Activity:
Below are the records; pull every line that includes "avinodes".

[[ Material to process open ]]

PR #200, opened 2020-11-18
Integration Test Cases for syncing k8s namespaced ingresses

akshayhavile:
Integration tests for Namespace wise migration feature

--- Testing---
Ran successfully:
make int_test

### DIFF
--- a/tests/namespacemigrationtests/l7_ingress_namespace_migration_test.go
+++ b/tests/namespacemigrationtests/l7_ingress_namespace_migration_test.go
@@ -1,0 +1,368 @@
+/*
+ * Copyright 2019-2020 VMware, Inc.
+ * All Rights Reserved.
+* Licensed under the Apache License, Version 2.0 (the "License");
+* you may not use this file except in compliance with the License.
+* You may obtain a copy of the License at
+*   http://www.apache.org/licenses/LICENSE-2.0
+* Unless required by applicable law or agreed to in writing, software
+* distributed under the License is distributed on an "AS IS" BASIS,
+* WITHOUT WARRANTIES OR CONDITIONS OF ANY KIND, either express or implied.
+* See the License for the specific language governing permissions and
+* limitations under the License.
+*/
+
+package namespacemigrationtests
+
+import (
+	"fmt"
+	"os"
+	"sync"
+	"testing"
+	"time"
+
+	"github.com/vmware/load-balancer-and-ingress-services-for-kubernetes/pkg/utils"
+	"github.com/vmware/load-balancer-and-ingress-services-for-kubernetes/tests/integrationtest"
+
+	"github.com/onsi/gomega"
+	"github.com/vmware/load-balancer-and-ingress-services-for-kubernetes/internal/cache"
+	crdfake "github.com/vmware/load-balancer-and-ingress-services-for-kubernetes/internal/client/clientset/versioned/fake"
+	"github.com/vmware/load-balancer-and-ingress-services-for-kubernetes/internal/k8s"
+	"github.com/vmware/load-balancer-and-ingress-services-for-kubernetes/internal/lib"
+	avinodes "github.com/vmware/load-balancer-and-ingress-services-for-kubernetes/internal/nodes"
+	"github.com/vmware/load-balancer-and-ingress-services-for-kubernetes/internal/objects"
+	corev1 "k8s.io/api/core/v1"
+	metav1 "k8s.io/apimachinery/pkg/apis/meta/v1"
+	k8sfake "k8s.io/client-go/kubernetes/fake"
+)
+
+var KubeClient *k8sfake.Clientset
+var CRDClient *crdfake.Clientset
+var ctrl *k8s.AviController
+
+func TestMain(m *testing.M) {
+	os.Setenv("INGRESS_API", "extensionv1")
+	os.Setenv("NETWORK_NAME", "net123")
+	os.Setenv("CLUSTER_NAME", "cluster")
+	os.Setenv("CLOUD_NAME", "CLOUD_VCENTER")
+	os.Setenv("SEG_NAME", "Default-Group")
+	os.Setenv("NODE_NETWORK_LIST", `[{"networkName":"net123","cidrs":["10.79.168.0/22"]}]`)
+	os.Setenv("SERVICE_TYPE", "ClusterIP")
+
+	KubeClient = k8sfake.NewSimpleClientset()
+	CRDClient = crdfake.NewSimpleClientset()
+	lib.SetCRDClientset(CRDClient)
+
+	registeredInformers := []string{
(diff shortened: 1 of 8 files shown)


akshayhavile:
build ako

akshayhavile:
build ako

tests/namespacemigrationtests/l7_ingress_namespace_migration_test.go
```diff
@@ -0,0 +1,368 @@
...
+	os.Setenv("INGRESS_API", "extensionv1")
+	os.Setenv("NETWORK_NAME", "net123")
+	os.Setenv("CLUSTER_NAME", "cluster")
+	os.Setenv("CLOUD_NAME", "CLOUD_VCENTER")
+	os.Setenv("SEG_NAME", "Default-Group")
+	os.Setenv("NODE_NETWORK_LIST", `[{"networkName":"net123","cidrs":["10.79.168.0/22"]}]`)
+	os.Setenv("SERVICE_TYPE", "ClusterIP")
+
+	KubeClient = k8sfake.NewSimpleClientset()
+	CRDClient = crdfake.NewSimpleClientset()
```
hemantavi, line 53: Do we need a `CRDClient`?

tests/namespacemigrationtests/l7_ingress_namespace_migration_test.go
```diff
@@ -0,0 +1,368 @@
...
+	wgIngestion := &sync.WaitGroup{}
+	waitGroupMap["ingestion"] = wgIngestion
+	wgFastRetry := &sync.WaitGroup{}
+	waitGroupMap["fastretry"] = wgFastRetry
+	wgSlowRetry := &sync.WaitGroup{}
+	waitGroupMap["slowretry"] = wgSlowRetry
+	wgGraph := &sync.WaitGroup{}
+	waitGroupMap["graph"] = wgGraph
+	AddConfigMap()
+	ctrl.HandleConfigMap(informers, ctrlCh, stopCh, quickSyncCh)
```
hemantavi, line 94: `HandleConfigMap` returns an error, do you think we should have a fatalf on that error?

tests/namespacemigrationtests/l7_ingress_namespace_migration_test.go
```diff
@@ -0,0 +1,368 @@
...
+
+	SetUpNameSpaceMigration("app", "migrate", "namespace")
```
hemantavi, line 96: These helpers are more suited for namespace syncing rather than namespace migration. Can we change the function names accordingly?

tests/namespacemigrationtests/l7_ingress_namespace_migration_test.go
```diff
@@ -0,0 +1,368 @@
...
+		_, aviModel := objects.SharedAviGraphLister().Get(modelName)
+		if aviModel != nil {
+			nodes := aviModel.(*avinodes.AviObjectGraph).GetAviVS()
+			return nodes[0].PoolRefs
+		}
+		return aviModel
+	}, 30*time.Second).Should(gomega.BeNil())
+}
+
+func TestNameSyncFeatureWithCorrectEnvParameters(t *testing.T) {
```
hemantavi, line 198: Should it be better to rename this to `TestNamespaceSyncWithCorrectEnvs`?

hemantavi (commented):
Looks good overall (have some minor comments), I guess a summary of tests would be nice to have in the commit message:
- Valid namespace selector
- Transition from valid to invalid namespace
- Transition from invalid to valid namespace
- Transition from invalid to invalid namespace
- Transition from valid to invalid namespace with hostname

Some doubts:
- Regarding tests cases related to changing the namespace selector in the configmap itself, would we add those in the FTs?
- These test cases are not related to migration, so would it better to rename them to namespace sync test cases?
- In one of the transition case from valid to invalid namespace, do we also check deletion of ingresses in layer 2?

Also, we should probably have one consitent naming scheme regarding `Namespace`.

akshayhavile:
@hemantavi : I will take care of comments provided.

Regarding doubts:
----
1. Regarding tests cases related to changing the namespace selector in the configmap itself, would we add those in the FTs?
>> Yes, we will add those test cases in FT

2. These test cases are not related to migration, so would it better to rename them to namespace sync test cases?
>> I will remain file and wherever I am mentioning migration to sync.

3. In one of the transition case from valid to invalid namespace, do we also check deletion of ingresses in layer 2?
>> I did not get this. When NS is transition from valid to invalid, ingress object is not deleted from k8. To remove that ingress from AVI side, we just delete pool associated with that Ingress. As that is shared ingress, that object will be still valid(not deleted) in layer 2. 

Also, we should probably have one consitent naming scheme regarding Namespace.
>> Can you please elaborate on this? I did not get this.

akshayhavile:
Addressed review comments.

tests/namespacemigrationtests/l7_ingress_namespace_migration_test.go
akshayhavile: @hemantavi .. Yes.. It is required ..if we take out, crash is observed at controller.go:819 .. while starting informers.

tests/namespacemigrationtests/l7_ingress_namespace_migration_test.go
akshayhavile: @hemantavi I think we can ignore it.. as it is not hampering our testing flow.

akshayhavile (commented):
Addressed all review comments.

monotosh-avi (commented):
Can we add the transition test cases for hostname shard also ?

akshayhavile:
@monotosh-avi : Added one transition test case(Valid to Invalid) for hostname based sharding scheme at end, to check pool deletion logic is kicked in or not. Rest of behaviour is same as that of namespace based sharding test cases. That was the reason of not adding remaining test cases (Invalid to Valid/ Invalid to Invalid).

hemantavi:
@akshayhavile 
> I did not get this. When NS is transition from valid to invalid, ingress object is not deleted from k8. To remove that ingress from AVI side, we just delete pool associated with that Ingress. As that is shared ingress, that object will be still valid(not deleted) in layer 2.

Yeah, I meant pool deletion from the layer 2 models. If we verify those, we should be fine.

> Can you please elaborate on this? I did not get this.

Regarding function and struct names which deal with namespaces, some places I see, `FakeNameSpace` and in other places, I see `AddNamespace()`. `Namespace` is not consistent. Can we make this consistent to just `Namespace`?

akshayhavile:
Addressed review comments

akshayhavile:
build ako

hemantavi (approved):

sudswasavi (approved):

sudswasavi:
Thanks @akshayhavile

[[ Material to process closed ]]

Result:
+	avinodes "github.com/vmware/load-balancer-and-ingress-services-for-kubernetes/internal/nodes"
+			nodes := aviModel.(*avinodes.AviObjectGraph).GetAviVS()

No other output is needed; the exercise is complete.